Nella pestilenza si diffondono più velocemente la tendenza verso il basso, la corruzione del linguaggio, la violenza, la pornografia in luogo del desiderio. Siamo entrati in una nuova fase della rivoluzione tecnologica nella quale si iniziano a misurare le conseguenze della Produzione. Negli ultimi cento anni il pianeta ha subìto un’accelerazione che cancella la storia precedente. Un cambiamento strutturale che si avvia all’irreversibilità. Il senso del sacro, di manifestazione del sacro nella natura, è scomparso. La religione si è fatta presupposto di conflitto. Gli studiosi definiscono questa era Antropocene, a sottolineare quanto l’uomo abbia modificato la sostanza stessa del pianeta e dei suoi abitanti.
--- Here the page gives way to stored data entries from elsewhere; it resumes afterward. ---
PR #1314, opened 2016-09-28
Email admins when vendor starts work on auction

### LINKED ISSUE #1263: Admin Email Notification - Winning vendor has started work
As an admin of micropurchase, so that I don't have to go to the show page to check whether a winning vendor has started work, I want to also receive an email letting me know. This email should go to as many admins as possible.

- [x] **Scenario: System sends email notification to micropurchase admins that vendor has started work**
- Given there is a published auction
- And that auction has ended
- And that auction has a winner
- And the winner has started work [(entered a delivery URL and clicked "Start work")](https://github.com/18F/micropurchase/issues/924)
- Then the system should send an automated email to the all micropurchase admins 
- And the email content should be as follows

> From: 		micropurchase@gsa.gov
> To address: 	[micropurchase admins email address]
> Subject: 		Work started on auction “[auction.name]”.
> [auction.winner.name] initiated a pull request on [auction.startWorkDate] for “[auction.title]” and should complete their work no later than [auction.deliveryDeadline]. 
> You can view this auction (including a link to [auction.winner.name]’s pull request) by signing in and visiting: [auction url]

- And [auction.winner.name] should be the name of the winning vendor (or the github name, if there is no name for that vendor)
- And [auction url] should link to the admin show page for that auction - micropurchase.18f.gov/admin/auctions/[id]

harrisj:
Fixes #1263

### DIFF
--- a/app/mailers/admin_mailer.rb
+++ b/app/mailers/admin_mailer.rb
@@ -1,0 +1,17 @@
+class AdminMailer < ActionMailer::Base
+  ADMIN_EMAIL_ADDRESS = 'micropurchase@gsa.gov'.freeze
+
+  def vendor_started_work(auction:)
+    @auction = auction
+    winning_bid = WinningBid.new(@auction).find
+    winner = winning_bid.bidder
+    @winner_name = winner.name || winner.github_login
+
+    mail(
+      to: ADMIN_EMAIL_ADDRESS,
+      subject: I18n.t('mailers.admin_mailer.vendor_started_work.subject'),
+      from: SMTPCredentials.default_from,
+      reply_to: 'micropurchase@gsa.gov'
+    )
+  end
+end
--- a/app/services/winning_vendor_update_auction.rb
+++ b/app/services/winning_vendor_update_auction.rb
@@ -11,10 +11,12 @@ class WinningVendorUpdateAuction
     if user_is_winning_bidder? && status.present?
       auction.update(delivery_status: :pending_acceptance)
     elsif user_is_winning_bidder? && delivery_url.present?
-      auction.update(
+      update = auction.update(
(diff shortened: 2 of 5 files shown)


app/mailers/admin_mailer.rb
```diff
@@ -0,0 +1,17 @@
+class AdminMailer < ActionMailer::Base
+  ADMIN_EMAIL_ADDRESS = 'micropurchase@gsa.gov'.freeze
```
jessieay: nice! we should potentially use this constant in some of our other mailers, too, since I know we set this is the `reply-to` for all emails!

app/services/winning_vendor_update_auction.rb
```diff
@@ -11,10 +11,12 @@ def perform
     if user_is_winning_bidder? && status.present?
       auction.update(delivery_status: :pending_acceptance)
     elsif user_is_winning_bidder? && delivery_url.present?
-      auction.update(
+      update = auction.update(
         delivery_url: delivery_url,
         delivery_status: :work_in_progress
       )
+      AdminMailer.vendor_started_work(auction: auction).deliver_later
+      update
```
jessieay: are we returning this bc we want it to return `true`? if so, what about returning `true` here instead?

harrisj: Well, I think there are some cases where update might return false?

jessieay: good point -- what about putting the update below the mailer, then. since we are sending the email whether the update succeeds or not, seems like it would be OK to send the email then update the auction

harrisj: I guess I could do that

Nell’infuriare della peste, nel racconto, nel canto, diventa necessario ricomporre l’unità per cercare un nuovo rapporto con la natura delle cose. Con il sacro e con le bestie, creature viventi con cui dividiamo la vita sulla terra. La relazione con l’animale è passata dalla ierofania delle grotte di Lascaux al bestiario medievale, nel quale la natura assumeva la forma del libro e la realtà era vista come simbolo, fino ad arrivare oggi ad un rapporto con le bestie che, per quanto molto più dibattuto e consapevole che in passato, spesso si consuma principalmente nel piatto. Oppure è culturalmente mediato da peluches, fiabe e cartoni animati.

La bestia però r-esiste, soprattutto nell’inconscio. Sogniamo animali più di quanto non li incontriamo. In un sonno che ci riporta all’inizio del mondo, a un grembo comune fatto di oscurità profonda e densissima. A quel buio primigenio è seguita una separazione, l’attraversamento di un limite non reversibile. Siamo confinati nella rigidità della forma umana alla quale ci relegano milioni di anni di evoluzione.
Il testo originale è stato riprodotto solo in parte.